穹跟在她身后,心脏在胸腔里沉重地擂动,每一步都像踩在棉花上,又像迈向断头台。
卡芙卡停在那庞大的奴隶面前,仰头看着它毫无生气的传感器眼眸。
“启动。”她红唇轻启,吐出一个简单的指令。
仿佛某种深藏的开关被拨动,那灰白色躯体内部传来一阵极其细微的、如同精密仪器开始运转的嗡鸣声。那双黯淡的传感器猛地亮起,射出两道冰冷的、没有任何情绪的红光,锁定在卡芙卡身上。它庞大的身躯似乎微微挺直,带来的压迫感瞬间倍增。
“跪下。”卡芙卡继续下令,语气平静得像在指挥一件家具。
庞大的金属躯体毫无迟滞地、以一种不符合其巨大体型的灵巧,轰然单膝跪地,即便如此,它的高度依然与站着的卡芙卡持平。那个狰狞的下体改造装置,此刻几乎直接呈现在她眼前,冰冷的生物合金反射着舱顶的光线,那些细微的触手开始更加活跃地微微蠕动,仿佛嗅到了猎物的气息。

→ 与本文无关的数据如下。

PR #168, opened 2021-04-03
Fix missing "get started button" messages

pedily:
This is a followup PR to https://github.com/Cognigy/WebchatWidget/pull/159.

The PR solved the issue by removing the "implicit fallback" to the "get started payload", but it also changed the behavior to "not adding a message at all" while it should be "add a message with empty text content".

Messages without text content will not be rendered by default and result in the same end-user experience, while developers can still rely on tracking the empty message in the chat history (the get started button itself e.g. can vanish immediately instead of staying there until a response appeared)

To test this:
- set up a flow which sends a text message after 3 seconds
- set up an endpoint with a "get started button" with no text but a payload
- point your webchat to the endpoint, don't use persistent history (so the get started button will show)
- click the "get started" button
  - it should immediately disappear on click, not "when the answer arrived"

### DIFF
--- a/src/plugins/get-started-button-input/GetStartedInput.tsx
+++ b/src/plugins/get-started-button-input/GetStartedInput.tsx
@@ -16,10 +16,10 @@ const GetStartedButton = styled(Button)(({ theme }) => ({
 export default ({ onSendMessage, config }: InputComponentProps) => (
     <Toolbar>
         <GetStartedButton
-            onClick={() => onSendMessage(config.settings.getStartedPayload, null, { label: config.settings.getStartedText })}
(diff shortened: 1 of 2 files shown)


kwinto:
With these settings does not work as described. 
Button stays until a message arrives

```           
            settings: {
                getStartedText: "",
                startBehavior: "button",
            }
```

pedily:
@kwinto the configuration you provided is incomplete, you will partially inherit from your endpoint.

You will at least need "button text", "payload" and "behavior"

```
getStartedText: "",
getStartedButtonText: "button label",
getStartedPayload: "get started payload",
startBehavior: "button",
```

kwinto (approved):
lgtm

PR #169, opened 2021-04-06
"Update settings" api

kwinto:
This PR adds the possibilities to update the settings after the WebchatWidget Initialisation.
e.g. 
```
        webchat.updateSettings({
            enableUnreadMessagePreview: false,
        });
```

enableUnreadMessagePreview render logic was update to allow hidding previews on setting flip.


src/webchat-ui/components/WebchatUI.tsx
```diff
@@ -202,6 +202,10 @@ export class WebchatUI extends React.PureComponent<React.HTMLProps<HTMLDivElemen
             }
         }
 
+        if (prevProps.config.settings.enableUnreadMessagePreview && !this.props.config.settings.enableUnreadMessagePreview) {
```
pedily, line 205: This catches the "from on to off" switch, but not the other way round.

For "from off to on", we have to run the logic from 182 to 197 so the `lastUnseenMessageText` gets updated correctly when re-enabling the feature.

kwinto: fixed

PR #170, opened 2021-04-07
Add role group for button groups

sushmi21:
This PR adds a 'group' aria role for a group of buttons and to each card item in a gallery of cards. A label and description will also be added, when one is present.
Success criteria:
- When a button inside the button group is focused, the screen reader should announce it.
- When a label or description is present, it should also be announced by the screen reader.
- When a button inside a gallery card gets focused, there should be a clear differentiation on which card the button belongs to.

To test: 
- Create Say node and configure default tab to include text with buttons. And more than one button.
- Create Say node and configure default tab to include quick replies. Add more than one button.
- Create Say node and configure default tab to include a gallery. Add more than one card with at least one button each.
All these button groups must pass the success criteria. Also, if you know other ways of creating button groups and if they happen to be not accessible, please let me know.


Cesarcs7 (approved):

kwinto:
What is the reasoning behind grouping only if there is more than one element? As we use a group to label that a button(s) is part of, e.g. gallery card, would it make sense to always provide this accessibility hint?

kwinto (changes requested):
Please answer the question above. Otherwise lgtm

sushmi21:
> What is the reasoning behind grouping only if there is more than one element? As we use a group to label that a button(s) is part of, e.g. gallery card, would it make sense to always provide this accessibility hint?

A group role should be used only if there is more than one item within the group. When it comes to a gallery card, the whole card is a group. So, even if there is no button within the card, the card itself will have the group role. Does this answer your question?

kwinto:
Thanks for the explanation!

kwinto (approved):

PR #173, opened 2021-04-13
Auto focus element in latest incoming message

sushmi21:
This PR adds a feature flag 'enableAutoFocus', which when enabled will move the focus to the first interactive element within the latest incoming message. The focus will not be moved when the currently focused element is not within the chat history. This feature will be helpful to maintain the focus order for keyboard users. 

To test:
- Set enableAutoFocus to true in webchat settings
- Use a flow that includes a lot of interactive elements (List with links/ buttons, audio, video, gallery items with links/ buttons, quick replies with buttons)
- Interact with the bot. Only when an element within the chat log is currently focused, the focus should automatically move to the incoming message's first interactive element. That is, if the focus is currently on message input, chat toggle button, close chat button or somewhere outside the chat log/ chat window, the focus will not be moved automatically. 
- On clicking enter, the focused item should be activated.
- When enableAutoFocus is false, the focus should not be moved.


Cesarcs7:
When opening the webchat for the first time, if I already have messages there. the autofocus will not have an effect. If I close and open the webchat again, then it takes place. What is the desired behavior?

sushmi21:
> When opening the webchat for the first time, if I already have messages there. the autofocus will not have an effect. If I close and open the webchat again, then it takes place. What is the desired behavior?

Was the text input focused at the time? If so, the focus will not move

sushmi21:
> > When opening the webchat for the first time, if I already have messages there. the autofocus will not have an effect. If I close and open the webchat again, then it takes place. What is the desired behavior?
> 
> Was the text input focused at the time? If so, the focus will not move

The issue here was, the focus was on chat toggle button when you open the chat. So, according to previous logic, the focus automatically moved to the latest element within the chat log (as the current focus was not on input field). I have made a change here. Now, the focus will move automatically, only if an element within the chat log has the current focus.

Cesarcs7 (approved):
lgtm

kwinto:
We have recently introduced the api to change webchat settings "on-the-fly" by calling webchat.updateSettings() method. You may want to remove `config` from the useEffect dependencies, because calling this method leads to the focus being shifted unexpectedly on any change of the `config`.

kwinto:
I believe we need to reconsider our current approach to generation of the element ids. We are generating and reassigning them on every render cycle of the component while ideally you would do this only once.

kwinto:
> I believe we need to reconsider our current approach to generation of the element ids. We are generating and reassigning them on every render cycle of the component while actually you would do this only once.

We will tackle this in a separate task as this was not introduced in this pr.

kwinto (changes requested):
Fix focus jumping on unrelated changes of `config`

sushmi21:
> We have recently introduced the api to change webchat settings "on-the-fly" by calling webchat.updateSettings() method. You may want to remove `config` from the useEffect dependencies, because calling this method leads to the focus being shifted unexpectedly on any change of the `config`.

fixed!

kwinto (approved):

卡芙卡伸出手,这次不再是轻轻的触碰。她直接握住了那根主金属茎体。冰冷的、粗糙的、非生命的触感瞬间包裹住她的掌心,与人类肌肤的温热柔软形成骇人的对比。
“唔…果然需要预热吗?”她微微蹙眉,似乎对那冰冷的温度有些不满,但眼神里的兴趣更浓了。她甚至饶有兴致地用手指摸索着上面那些环状的凸起和似乎可以活动的关节。“穹,去拿润滑剂来,要最大瓶的。”她头也不回地吩咐道,语气理所当然。